__Assigned task__. Would you give the number of lines below in which the string "browse" appears? Nothing else is needed.

__Stored items__.
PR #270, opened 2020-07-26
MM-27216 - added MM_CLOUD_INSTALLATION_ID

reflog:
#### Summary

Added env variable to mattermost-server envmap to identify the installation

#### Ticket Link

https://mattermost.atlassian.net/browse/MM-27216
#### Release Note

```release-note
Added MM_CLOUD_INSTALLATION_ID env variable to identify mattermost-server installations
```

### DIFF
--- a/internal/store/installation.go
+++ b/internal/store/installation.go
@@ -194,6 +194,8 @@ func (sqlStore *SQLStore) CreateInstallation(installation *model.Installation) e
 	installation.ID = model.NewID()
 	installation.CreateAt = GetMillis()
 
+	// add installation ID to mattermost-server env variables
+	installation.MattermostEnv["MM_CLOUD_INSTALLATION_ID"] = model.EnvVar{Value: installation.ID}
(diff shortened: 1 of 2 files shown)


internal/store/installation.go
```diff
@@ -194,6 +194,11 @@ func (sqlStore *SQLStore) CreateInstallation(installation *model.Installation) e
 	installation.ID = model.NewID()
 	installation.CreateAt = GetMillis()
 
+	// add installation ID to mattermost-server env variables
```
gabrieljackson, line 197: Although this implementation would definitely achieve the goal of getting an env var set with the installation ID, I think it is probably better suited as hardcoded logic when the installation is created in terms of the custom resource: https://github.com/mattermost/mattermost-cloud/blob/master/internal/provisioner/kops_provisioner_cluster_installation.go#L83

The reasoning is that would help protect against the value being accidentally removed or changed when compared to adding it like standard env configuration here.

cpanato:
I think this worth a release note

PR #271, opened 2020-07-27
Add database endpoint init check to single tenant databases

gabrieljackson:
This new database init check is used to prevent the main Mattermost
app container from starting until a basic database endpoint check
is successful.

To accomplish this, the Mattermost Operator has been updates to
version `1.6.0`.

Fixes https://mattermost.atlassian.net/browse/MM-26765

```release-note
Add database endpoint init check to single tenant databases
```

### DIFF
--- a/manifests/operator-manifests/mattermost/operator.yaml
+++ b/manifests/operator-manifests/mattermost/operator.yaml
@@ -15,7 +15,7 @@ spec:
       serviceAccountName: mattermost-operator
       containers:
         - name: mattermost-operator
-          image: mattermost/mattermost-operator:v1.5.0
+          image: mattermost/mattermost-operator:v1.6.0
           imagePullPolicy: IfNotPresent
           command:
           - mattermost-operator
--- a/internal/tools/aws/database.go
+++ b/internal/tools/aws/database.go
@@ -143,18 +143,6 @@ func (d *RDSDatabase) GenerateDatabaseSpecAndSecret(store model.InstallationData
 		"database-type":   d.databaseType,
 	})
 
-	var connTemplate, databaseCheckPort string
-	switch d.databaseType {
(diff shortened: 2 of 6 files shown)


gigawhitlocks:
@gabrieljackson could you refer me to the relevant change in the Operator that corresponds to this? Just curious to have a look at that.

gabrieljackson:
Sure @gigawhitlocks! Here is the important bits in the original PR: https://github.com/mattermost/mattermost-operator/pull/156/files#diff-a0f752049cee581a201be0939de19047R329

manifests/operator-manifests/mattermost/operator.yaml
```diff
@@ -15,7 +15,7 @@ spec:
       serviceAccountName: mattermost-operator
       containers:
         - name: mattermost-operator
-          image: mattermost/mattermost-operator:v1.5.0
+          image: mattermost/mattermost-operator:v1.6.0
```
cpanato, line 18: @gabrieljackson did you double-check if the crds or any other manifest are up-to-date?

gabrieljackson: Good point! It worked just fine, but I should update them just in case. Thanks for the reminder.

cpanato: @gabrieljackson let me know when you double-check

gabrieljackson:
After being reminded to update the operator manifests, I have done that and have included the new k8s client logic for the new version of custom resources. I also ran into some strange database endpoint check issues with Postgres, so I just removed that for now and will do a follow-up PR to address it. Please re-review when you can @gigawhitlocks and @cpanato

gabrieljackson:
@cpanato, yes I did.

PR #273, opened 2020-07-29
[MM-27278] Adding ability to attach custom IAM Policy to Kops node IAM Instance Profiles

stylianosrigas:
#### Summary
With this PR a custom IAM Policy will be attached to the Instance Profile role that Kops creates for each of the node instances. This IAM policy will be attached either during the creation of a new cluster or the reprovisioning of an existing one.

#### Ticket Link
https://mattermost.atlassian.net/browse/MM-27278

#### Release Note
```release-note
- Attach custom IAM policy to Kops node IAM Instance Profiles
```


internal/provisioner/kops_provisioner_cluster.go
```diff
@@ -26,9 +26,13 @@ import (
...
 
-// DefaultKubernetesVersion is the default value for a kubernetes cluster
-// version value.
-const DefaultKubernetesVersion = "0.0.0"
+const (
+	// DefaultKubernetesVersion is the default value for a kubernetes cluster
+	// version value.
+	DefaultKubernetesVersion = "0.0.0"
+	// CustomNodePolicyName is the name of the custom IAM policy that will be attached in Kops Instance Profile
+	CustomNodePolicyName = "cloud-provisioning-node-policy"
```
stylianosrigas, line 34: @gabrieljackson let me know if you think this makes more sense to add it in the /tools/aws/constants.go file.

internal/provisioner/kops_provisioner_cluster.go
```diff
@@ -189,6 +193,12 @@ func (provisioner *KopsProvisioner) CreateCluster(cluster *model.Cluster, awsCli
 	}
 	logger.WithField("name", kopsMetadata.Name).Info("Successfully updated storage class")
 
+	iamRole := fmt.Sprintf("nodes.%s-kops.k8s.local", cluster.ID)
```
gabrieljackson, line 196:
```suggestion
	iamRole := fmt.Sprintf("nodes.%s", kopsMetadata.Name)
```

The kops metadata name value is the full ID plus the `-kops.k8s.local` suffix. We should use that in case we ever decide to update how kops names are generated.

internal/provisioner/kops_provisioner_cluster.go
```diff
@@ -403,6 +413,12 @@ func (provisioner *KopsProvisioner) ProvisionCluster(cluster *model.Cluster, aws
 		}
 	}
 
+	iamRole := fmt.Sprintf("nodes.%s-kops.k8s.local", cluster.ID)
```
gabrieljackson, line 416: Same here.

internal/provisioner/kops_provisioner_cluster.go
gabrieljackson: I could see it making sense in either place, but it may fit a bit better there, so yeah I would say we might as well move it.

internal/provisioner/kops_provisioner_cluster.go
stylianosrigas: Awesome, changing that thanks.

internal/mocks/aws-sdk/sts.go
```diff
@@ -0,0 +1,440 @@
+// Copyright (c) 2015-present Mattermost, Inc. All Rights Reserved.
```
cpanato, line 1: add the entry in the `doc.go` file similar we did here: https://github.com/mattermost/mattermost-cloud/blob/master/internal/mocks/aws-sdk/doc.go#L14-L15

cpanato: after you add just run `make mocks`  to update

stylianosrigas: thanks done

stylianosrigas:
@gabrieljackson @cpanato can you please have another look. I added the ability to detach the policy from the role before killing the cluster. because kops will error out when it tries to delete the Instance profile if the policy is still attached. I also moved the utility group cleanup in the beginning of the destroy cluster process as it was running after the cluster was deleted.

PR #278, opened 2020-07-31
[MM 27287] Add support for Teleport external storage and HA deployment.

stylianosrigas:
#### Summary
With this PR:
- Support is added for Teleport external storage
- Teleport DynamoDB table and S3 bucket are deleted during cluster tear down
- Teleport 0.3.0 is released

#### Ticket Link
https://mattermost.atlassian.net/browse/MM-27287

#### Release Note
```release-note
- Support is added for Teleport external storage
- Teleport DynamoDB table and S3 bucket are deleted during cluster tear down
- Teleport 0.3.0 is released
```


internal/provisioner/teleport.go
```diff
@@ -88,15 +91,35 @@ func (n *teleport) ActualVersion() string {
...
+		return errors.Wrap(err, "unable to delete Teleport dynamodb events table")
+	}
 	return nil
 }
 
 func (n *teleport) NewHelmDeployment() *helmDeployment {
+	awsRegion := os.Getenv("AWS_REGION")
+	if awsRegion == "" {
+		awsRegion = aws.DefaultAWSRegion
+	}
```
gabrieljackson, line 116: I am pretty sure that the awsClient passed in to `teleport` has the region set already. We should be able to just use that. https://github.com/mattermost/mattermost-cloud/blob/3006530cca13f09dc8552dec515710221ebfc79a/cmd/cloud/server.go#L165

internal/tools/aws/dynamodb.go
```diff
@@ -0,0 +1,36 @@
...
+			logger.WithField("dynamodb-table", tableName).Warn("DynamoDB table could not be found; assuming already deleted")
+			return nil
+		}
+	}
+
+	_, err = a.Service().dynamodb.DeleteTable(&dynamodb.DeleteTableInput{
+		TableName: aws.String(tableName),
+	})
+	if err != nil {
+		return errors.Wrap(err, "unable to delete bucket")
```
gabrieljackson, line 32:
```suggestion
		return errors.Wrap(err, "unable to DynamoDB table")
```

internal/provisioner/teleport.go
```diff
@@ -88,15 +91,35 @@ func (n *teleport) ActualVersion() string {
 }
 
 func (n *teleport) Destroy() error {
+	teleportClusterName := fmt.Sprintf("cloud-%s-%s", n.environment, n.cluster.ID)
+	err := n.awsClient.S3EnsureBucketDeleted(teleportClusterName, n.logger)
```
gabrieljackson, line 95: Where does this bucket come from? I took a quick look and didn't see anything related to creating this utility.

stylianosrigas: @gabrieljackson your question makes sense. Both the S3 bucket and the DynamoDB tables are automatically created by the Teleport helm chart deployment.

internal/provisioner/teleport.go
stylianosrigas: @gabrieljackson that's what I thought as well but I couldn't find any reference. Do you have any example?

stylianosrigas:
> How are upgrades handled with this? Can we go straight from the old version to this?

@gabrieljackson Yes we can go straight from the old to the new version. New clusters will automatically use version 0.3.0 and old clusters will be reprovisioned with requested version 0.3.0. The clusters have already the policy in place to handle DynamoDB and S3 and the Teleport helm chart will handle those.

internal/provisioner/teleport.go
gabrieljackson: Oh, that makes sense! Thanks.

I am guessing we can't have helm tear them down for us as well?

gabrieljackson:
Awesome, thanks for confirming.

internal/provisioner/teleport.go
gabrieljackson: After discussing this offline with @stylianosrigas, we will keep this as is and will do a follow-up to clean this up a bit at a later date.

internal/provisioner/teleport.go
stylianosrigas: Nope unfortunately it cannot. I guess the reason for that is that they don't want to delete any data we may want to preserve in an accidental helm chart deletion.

--

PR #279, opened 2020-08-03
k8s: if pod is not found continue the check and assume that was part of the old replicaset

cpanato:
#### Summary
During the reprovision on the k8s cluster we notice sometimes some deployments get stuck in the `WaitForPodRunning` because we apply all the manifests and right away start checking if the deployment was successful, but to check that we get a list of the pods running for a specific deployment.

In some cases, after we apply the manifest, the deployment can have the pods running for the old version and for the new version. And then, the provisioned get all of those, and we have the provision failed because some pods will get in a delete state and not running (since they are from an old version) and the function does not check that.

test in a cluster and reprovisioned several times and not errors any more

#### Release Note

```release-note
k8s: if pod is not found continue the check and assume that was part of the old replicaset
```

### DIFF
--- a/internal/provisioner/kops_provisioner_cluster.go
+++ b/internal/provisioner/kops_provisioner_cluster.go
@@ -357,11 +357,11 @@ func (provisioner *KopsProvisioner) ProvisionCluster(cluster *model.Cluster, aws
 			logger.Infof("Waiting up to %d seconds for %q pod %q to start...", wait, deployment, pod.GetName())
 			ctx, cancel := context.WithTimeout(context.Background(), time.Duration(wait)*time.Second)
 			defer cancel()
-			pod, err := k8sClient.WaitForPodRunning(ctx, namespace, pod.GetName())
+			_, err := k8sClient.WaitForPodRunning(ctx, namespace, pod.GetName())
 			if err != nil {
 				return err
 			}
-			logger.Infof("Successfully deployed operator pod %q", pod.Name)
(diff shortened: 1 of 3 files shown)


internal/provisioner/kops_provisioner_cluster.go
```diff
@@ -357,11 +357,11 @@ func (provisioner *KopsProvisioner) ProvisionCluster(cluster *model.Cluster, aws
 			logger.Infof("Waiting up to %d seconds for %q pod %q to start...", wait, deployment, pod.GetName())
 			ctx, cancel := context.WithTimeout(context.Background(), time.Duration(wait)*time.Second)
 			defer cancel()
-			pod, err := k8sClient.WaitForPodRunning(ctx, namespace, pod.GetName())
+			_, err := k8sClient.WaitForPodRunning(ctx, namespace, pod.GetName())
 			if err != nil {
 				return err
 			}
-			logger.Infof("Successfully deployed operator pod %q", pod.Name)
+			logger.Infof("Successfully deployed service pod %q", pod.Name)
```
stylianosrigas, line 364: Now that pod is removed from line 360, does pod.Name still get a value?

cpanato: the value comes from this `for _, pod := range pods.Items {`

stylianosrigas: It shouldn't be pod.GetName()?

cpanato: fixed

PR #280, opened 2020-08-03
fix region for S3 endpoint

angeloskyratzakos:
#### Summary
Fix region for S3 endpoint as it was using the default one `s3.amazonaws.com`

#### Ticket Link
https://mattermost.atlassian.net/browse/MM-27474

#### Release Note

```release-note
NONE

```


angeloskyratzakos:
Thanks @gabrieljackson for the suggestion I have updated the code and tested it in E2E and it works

* * *

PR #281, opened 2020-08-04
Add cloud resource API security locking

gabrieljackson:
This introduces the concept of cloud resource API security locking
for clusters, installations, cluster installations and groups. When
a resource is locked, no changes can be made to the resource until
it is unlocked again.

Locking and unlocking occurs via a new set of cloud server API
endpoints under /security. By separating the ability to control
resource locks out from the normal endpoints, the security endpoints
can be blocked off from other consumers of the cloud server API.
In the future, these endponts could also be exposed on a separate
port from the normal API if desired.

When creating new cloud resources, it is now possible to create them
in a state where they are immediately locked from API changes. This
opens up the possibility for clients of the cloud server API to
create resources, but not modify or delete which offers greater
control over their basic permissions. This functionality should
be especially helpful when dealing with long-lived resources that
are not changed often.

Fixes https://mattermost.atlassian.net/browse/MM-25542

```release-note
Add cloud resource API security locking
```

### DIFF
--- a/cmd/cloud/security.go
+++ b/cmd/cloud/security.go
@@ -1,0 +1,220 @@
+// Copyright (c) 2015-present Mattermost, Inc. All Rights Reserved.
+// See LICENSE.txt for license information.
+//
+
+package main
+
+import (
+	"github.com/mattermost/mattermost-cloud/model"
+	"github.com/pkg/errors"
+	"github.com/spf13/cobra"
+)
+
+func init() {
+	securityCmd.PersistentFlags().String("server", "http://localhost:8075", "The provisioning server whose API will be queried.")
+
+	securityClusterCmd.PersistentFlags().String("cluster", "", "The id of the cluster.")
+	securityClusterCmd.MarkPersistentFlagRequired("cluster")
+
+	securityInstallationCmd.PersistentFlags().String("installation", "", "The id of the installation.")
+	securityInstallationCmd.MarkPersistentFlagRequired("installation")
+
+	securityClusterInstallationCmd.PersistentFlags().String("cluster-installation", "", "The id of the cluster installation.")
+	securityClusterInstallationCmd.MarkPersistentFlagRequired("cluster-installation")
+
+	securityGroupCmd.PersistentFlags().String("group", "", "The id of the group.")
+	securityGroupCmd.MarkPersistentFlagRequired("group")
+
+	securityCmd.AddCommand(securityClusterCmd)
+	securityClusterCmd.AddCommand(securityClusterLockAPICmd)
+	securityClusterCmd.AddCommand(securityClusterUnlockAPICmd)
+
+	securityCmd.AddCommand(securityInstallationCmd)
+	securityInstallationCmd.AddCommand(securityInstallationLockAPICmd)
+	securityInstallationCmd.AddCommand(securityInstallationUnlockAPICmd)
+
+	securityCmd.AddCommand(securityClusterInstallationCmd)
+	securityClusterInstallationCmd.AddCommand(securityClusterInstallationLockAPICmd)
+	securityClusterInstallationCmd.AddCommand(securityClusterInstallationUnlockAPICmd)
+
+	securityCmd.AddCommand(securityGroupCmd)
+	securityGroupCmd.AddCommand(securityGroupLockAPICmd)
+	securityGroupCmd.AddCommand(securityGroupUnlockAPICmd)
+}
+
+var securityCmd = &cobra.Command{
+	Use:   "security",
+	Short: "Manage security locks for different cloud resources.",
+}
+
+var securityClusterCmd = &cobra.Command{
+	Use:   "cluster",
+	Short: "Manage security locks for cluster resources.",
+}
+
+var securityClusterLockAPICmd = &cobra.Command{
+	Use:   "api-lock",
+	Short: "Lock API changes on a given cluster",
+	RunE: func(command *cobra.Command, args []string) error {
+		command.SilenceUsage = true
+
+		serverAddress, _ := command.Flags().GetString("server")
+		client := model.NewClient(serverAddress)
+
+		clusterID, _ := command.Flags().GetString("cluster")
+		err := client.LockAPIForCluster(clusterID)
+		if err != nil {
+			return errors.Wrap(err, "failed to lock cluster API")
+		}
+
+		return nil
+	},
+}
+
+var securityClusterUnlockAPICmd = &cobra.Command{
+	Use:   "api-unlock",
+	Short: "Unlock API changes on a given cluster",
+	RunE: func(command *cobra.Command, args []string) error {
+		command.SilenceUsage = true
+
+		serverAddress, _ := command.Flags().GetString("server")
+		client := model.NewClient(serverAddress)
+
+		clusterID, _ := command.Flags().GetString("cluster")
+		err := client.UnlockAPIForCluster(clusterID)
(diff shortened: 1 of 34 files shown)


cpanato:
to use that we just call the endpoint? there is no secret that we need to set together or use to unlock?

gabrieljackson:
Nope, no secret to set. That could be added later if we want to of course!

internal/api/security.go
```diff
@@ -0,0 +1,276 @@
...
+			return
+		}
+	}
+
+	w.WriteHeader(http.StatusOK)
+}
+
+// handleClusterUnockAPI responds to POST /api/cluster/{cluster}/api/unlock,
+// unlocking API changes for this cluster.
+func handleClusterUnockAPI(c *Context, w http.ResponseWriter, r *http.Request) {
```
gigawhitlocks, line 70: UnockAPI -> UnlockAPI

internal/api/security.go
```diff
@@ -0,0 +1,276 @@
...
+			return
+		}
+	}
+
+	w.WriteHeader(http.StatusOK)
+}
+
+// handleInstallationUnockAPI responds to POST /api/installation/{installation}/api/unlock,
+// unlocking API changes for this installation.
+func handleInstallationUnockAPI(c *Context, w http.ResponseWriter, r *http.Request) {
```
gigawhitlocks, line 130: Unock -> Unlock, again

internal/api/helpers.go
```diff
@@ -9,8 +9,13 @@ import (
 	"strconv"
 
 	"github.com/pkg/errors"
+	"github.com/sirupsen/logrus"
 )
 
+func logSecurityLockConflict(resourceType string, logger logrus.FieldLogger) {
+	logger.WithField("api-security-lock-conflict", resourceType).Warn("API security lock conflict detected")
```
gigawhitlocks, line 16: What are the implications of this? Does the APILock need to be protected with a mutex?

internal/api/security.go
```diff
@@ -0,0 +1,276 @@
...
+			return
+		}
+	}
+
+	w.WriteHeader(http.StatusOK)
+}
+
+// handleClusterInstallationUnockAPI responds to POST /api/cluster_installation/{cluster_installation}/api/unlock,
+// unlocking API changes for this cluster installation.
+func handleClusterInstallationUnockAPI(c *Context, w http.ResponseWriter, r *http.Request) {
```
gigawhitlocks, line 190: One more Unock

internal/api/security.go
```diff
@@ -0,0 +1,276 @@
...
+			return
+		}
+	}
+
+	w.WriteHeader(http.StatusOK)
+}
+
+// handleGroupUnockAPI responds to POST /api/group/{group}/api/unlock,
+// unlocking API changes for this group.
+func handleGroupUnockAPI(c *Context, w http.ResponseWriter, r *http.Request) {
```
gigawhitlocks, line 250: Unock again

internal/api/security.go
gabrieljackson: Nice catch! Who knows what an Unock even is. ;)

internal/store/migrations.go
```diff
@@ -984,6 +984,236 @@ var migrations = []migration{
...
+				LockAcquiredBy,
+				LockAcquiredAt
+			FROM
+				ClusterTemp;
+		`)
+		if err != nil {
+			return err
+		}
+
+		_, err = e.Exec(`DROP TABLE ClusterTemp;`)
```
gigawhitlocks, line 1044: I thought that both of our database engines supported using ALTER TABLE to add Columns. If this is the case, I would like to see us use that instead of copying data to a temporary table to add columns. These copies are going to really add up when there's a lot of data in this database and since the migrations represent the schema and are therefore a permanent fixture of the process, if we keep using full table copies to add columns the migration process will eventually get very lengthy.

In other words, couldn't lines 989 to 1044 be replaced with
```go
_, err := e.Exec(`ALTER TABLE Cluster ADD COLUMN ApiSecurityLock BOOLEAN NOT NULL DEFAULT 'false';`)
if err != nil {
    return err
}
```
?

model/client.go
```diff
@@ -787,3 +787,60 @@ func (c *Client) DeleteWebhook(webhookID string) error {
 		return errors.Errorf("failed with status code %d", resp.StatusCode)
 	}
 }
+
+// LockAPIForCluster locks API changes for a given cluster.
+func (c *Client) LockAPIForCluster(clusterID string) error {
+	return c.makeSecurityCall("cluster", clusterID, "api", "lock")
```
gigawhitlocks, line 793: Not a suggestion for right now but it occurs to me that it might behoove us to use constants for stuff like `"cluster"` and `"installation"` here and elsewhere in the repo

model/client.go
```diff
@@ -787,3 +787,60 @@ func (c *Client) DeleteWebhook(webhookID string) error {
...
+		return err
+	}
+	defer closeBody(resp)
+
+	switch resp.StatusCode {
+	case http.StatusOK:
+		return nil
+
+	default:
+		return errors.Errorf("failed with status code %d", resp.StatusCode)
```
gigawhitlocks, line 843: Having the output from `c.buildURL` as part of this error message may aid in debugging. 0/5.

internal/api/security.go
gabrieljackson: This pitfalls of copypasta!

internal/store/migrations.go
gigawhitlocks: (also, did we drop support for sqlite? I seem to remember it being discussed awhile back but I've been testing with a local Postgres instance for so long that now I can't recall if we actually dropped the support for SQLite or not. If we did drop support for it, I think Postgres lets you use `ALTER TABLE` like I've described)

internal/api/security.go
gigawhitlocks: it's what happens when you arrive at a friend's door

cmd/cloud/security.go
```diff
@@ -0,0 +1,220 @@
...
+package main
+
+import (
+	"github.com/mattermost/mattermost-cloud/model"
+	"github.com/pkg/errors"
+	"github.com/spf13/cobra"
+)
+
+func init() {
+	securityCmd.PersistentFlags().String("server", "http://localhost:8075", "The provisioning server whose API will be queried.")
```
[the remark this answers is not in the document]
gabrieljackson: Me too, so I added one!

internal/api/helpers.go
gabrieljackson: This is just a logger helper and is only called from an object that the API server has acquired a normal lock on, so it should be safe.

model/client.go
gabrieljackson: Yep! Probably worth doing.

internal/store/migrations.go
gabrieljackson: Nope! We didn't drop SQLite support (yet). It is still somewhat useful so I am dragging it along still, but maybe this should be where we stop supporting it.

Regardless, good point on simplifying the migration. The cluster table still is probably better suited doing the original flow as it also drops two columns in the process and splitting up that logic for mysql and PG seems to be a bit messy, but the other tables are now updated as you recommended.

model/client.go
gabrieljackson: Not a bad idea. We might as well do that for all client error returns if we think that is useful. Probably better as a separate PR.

__Response to the exercise__. 6